Please write out all of the entries without altering anything.

DATASET ENTRIES Block Start

PR #312, opened 2023-11-30
Release 0.8.0

lukehinds:
Once merged, I will tag the release

### DIFF
--- a/CHANGELOG.md
+++ b/CHANGELOG.md
@@ -1,211 +1,251 @@
+# v0.8.0
+
+## What's Changed
+
+- chore(deps): Update rstest requirement from 0.17.0 to 0.18.1 by @dependabot in https://github.com/sigstore/sigstore-rs/pull/282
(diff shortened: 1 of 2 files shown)


viccuad (changes requested):
`cargo check` fails, it may be that `webpki::extract_trust_anchor` is now `anchor_from_trusted_cert`.

flavio:
There's also an issue with the `rsa` crate being affected by a security issue. We should bump that as well before tagging the next release

flavio:
[This](https://rustsec.org/advisories/RUSTSEC-2023-0071) is the RSA issue, there's no fix yet. Hence the priority should be to fix the broken tests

DATASET ENTRIES Block End

EXERCISE OUTPUT
PR #312, opened 2023-11-30
Release 0.8.0

lukehinds:
Once merged, I will tag the release

### DIFF
--- a/CHANGELOG.md
+++ b/CHANGELOG.md
@@ -1,211 +1,251 @@
+# v0.8.0
+
+## What's Changed
+
+- chore(deps): Update rstest requirement from 0.17.0 to 0.18.1 by @dependabot in https://github.com/sigstore/sigstore-rs/pull/282
(diff shortened: 1 of 2 files shown)


viccuad (changes requested):
`cargo check` fails, it may be that `webpki::extract_trust_anchor` is now `anchor_from_trusted_cert`.

flavio:
There's also an issue with the `rsa` crate being affected by a security issue. We should bump that as well before tagging the next release

flavio:
[This](https://rustsec.org/advisories/RUSTSEC-2023-0071) is the RSA issue, there's no fix yet. Hence the priority should be to fix the broken tests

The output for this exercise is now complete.